It is about the war in Afghanistan, the good war. We have now gone over 1,000 deaths for US Service personnel serving there—plus Foreign Service Offices (FSOs), Civil Servants and Contractor Personnel. Then there are the other NATO troops who have died there. And al Qaeda. And the Taliban. And, of course those who are non-combatants, although some, at least, are aiding one side or the other.
Then there is the article by Ms Ann Marlowe, who has been to Afghanistan as a reporter a number of times. Here lede is:
Our strategy and tactics in Afghanistan, both of which make sense in theory, no longer apply.It is this second article that caused a retired flag officer to put forward the question:
This is getting more and more similar to another COIN enterprise thirty-five years ago, with corruption at the highest levels, crumbling defense forces, inability to stand alone…. We have a Wall dedicated to Americans who gave their lives for that adventure.
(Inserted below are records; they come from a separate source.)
PR #1398, opened 2022-03-08
Distinct VPC range, passing VPC start/end from cmd arg for scale out

Sindica:
This is a workaround for Mizar cniplugin that cannot handle VPC overlap within & across TPs

Tested this PR on top of master with mizar option - for arktos up and scale out

PR #1404, opened 2022-03-10
kube-up support vpc range (#1397)

sonyafenge:
**What type of PR is this?**

> /kind feature

This is a followup for https://github.com/CentaurusInfra/arktos/pull/1398
kube-up.sh support VPC range for each TP

Fixes #

No additional env added when start cluster, kube-up will automatically assign vac range for each TP between 11-99.

Tested on scenarios blow:

Kubeup (scale up) with mizar: successfully and vpc_range bound to kube-controller-manger
Kubeup (scale up with default network): successfully, no vpc_range bound to kube-controller-manger
Kubeup (scale out 2x2) with mizar: successfully and TP servers have vpc_range bound to kube-controller-manger

```release-note

```

### DIFF
--- a/cluster/gce/util.sh
+++ b/cluster/gce/util.sh
@@ -1695,6 +1695,16 @@ EOF
 TENANT_SERVER_KUBECONFIGS: $(yaml-quote ${TENANT_SERVER_KUBECONFIGS})
 EOF
   fi
+  if [ -n "${MIZAR_VPC_RANGE_START:-}" ]; then
+      cat >>$file <<EOF
+MIZAR_VPC_RANGE_START: $(yaml-quote ${MIZAR_VPC_RANGE_START})
+EOF
+    fi
+    if [ -n "${MIZAR_VPC_RANGE_END:-}" ]; then
+      cat >>$file <<EOF
+MIZAR_VPC_RANGE_END: $(yaml-quote ${MIZAR_VPC_RANGE_END})
+EOF
+    fi
 }
 
 function build-proxy-kube-env {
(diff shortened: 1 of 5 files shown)


cluster/gce/util.sh
```diff
@@ -3342,6 +3364,8 @@ function create-rpmaster {
   MASTER_ADVERTISE_ADDRESS="${RPSERVER_RESERVED_INTERNAL_IP[$rp_sequence]}"
   KUBERNETES_MASTER_INTERNAL_IP="${RPSERVER_RESERVED_INTERNAL_IP[$rp_sequence]}"
   KUBECONFIG="${RESOURCE_DIRECTORY}/kubeconfig${KUBEMARK_PREFIX}.rp-$rp_sequence"
+  MIZAR_VPC_RANGE_START=""
```
h-w-chen, line 3367: do these setting empty really needed?

h-w-chen (approved):
lgtm. left with a minor feedback

cluster/gce/util.sh
sonyafenge: Not sure what impact if we give RP KCM vpc_range. so leave it empty, then will not pass to RP KCM. otherwise, these will be always the last TP's value.

Sindica: > Not sure what impact if we give RP KCM vpc_range. so leave it empty, then will not pass to RP KCM. otherwise, these will be always the last TP's value.

Mizar controller won't be started in RP KCM. Argument will be taken but useless in RP.

Sindica (approved):
/lgtm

Was it worth it? How long can Congress and the American People endure?For the record, I think we are not yet at the "breaking point".
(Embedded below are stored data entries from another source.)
PR #1462, opened 2018-06-06
OC 9178 Make Publish call asycnhronous , OC-9112 Run external read calculations on view mode forms

jkeremian:
OC-9112 Run external read calculations on view mode forms


yogi-oc:
:+1:

PR #1467, opened 2018-06-09
OC-9205 Export does not generate

jkeremian:
Export does not generate
This merge should resolve all the reported extract issues


kkrumlian:
👍

PR #1480, opened 2018-06-15
OC-9206 (feedback) - HTML Extract label remains Subject instead of Participant

rooney:
https://jira.openclinica.com/browse/OC-9206


kkrumlian:
👍

PR #1485, opened 2018-06-19
dataimport-problems

yogi-oc:
- OC-9141 Opening a Query in read-only mode should not lock the form
- Changed error from SEE_OTHER to BAD_REQUEST
- Added debug info for CRF locking


jkeremian:
Looks Good

PR #1486, opened 2018-06-19
dataimport-problems

yogi-oc:
OC-9239 New Common Events occasionally not locking for a user
- added debug and info logs. Nothing needed to be fixed as this issue was
caused by app timeout.


jkeremian:
Looks good

PR #1495, opened 2018-06-27
OC-9258 Archived Event CRF should not be able to be deleted in Runtime

jkeremian:
Archived Event CRF should not be able to be deleted in Runtime


svadla-oc:
👍

PR #1504, opened 2018-07-09
OC-8818 Editing a user profile is not reflected in query widget dropdown

yogi-oc:
OC-8818 Editing a user profile is not reflected in query widget dropdown
- Added two client properties as a default


svadla-oc:
👍

PR #1506, opened 2018-07-09
get-query-users-from-sbs

yogi-oc:
OC-8818 Editing a user profile is not reflected in query widget dropdown
- Make user service timeout configurable


svadla-oc:
👍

Maybe containment is the fall-back position, like we “contain” North Korea (more or less). It’s a strategy some think we should have taken with Iraq. It worked with the USSR (more or less).
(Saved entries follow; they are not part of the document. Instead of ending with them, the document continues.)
PR #1508, opened 2018-07-10
Oc 9318 Participant Details page based on the Participant ID method of generation

jkeremian:
Participant Details page based on the Participant ID method of generation

### DIFF
--- a/web/src/main/java/org/akaza/openclinica/controller/StudyController.java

At what point does Congress refuse funding?
However, we are at the point that someone in DoD needs to get together with someone in DOS and talk about the possible futures that might unfold. This would be a series of branches off of today, looking at how external factors as well as internal factors might cause players to change directions. For example, if Korea goes from 46 dead sailors to a conventional war, the US might give up on the soft approach of counterinsurgency and go to a mailed fist. On the other hand, if Korea goes hot China might try to turn up the heat in Afghanistan and we might say, great, YOUR problem.
Does anyone out there have a view on the next ten years in Afghanistan?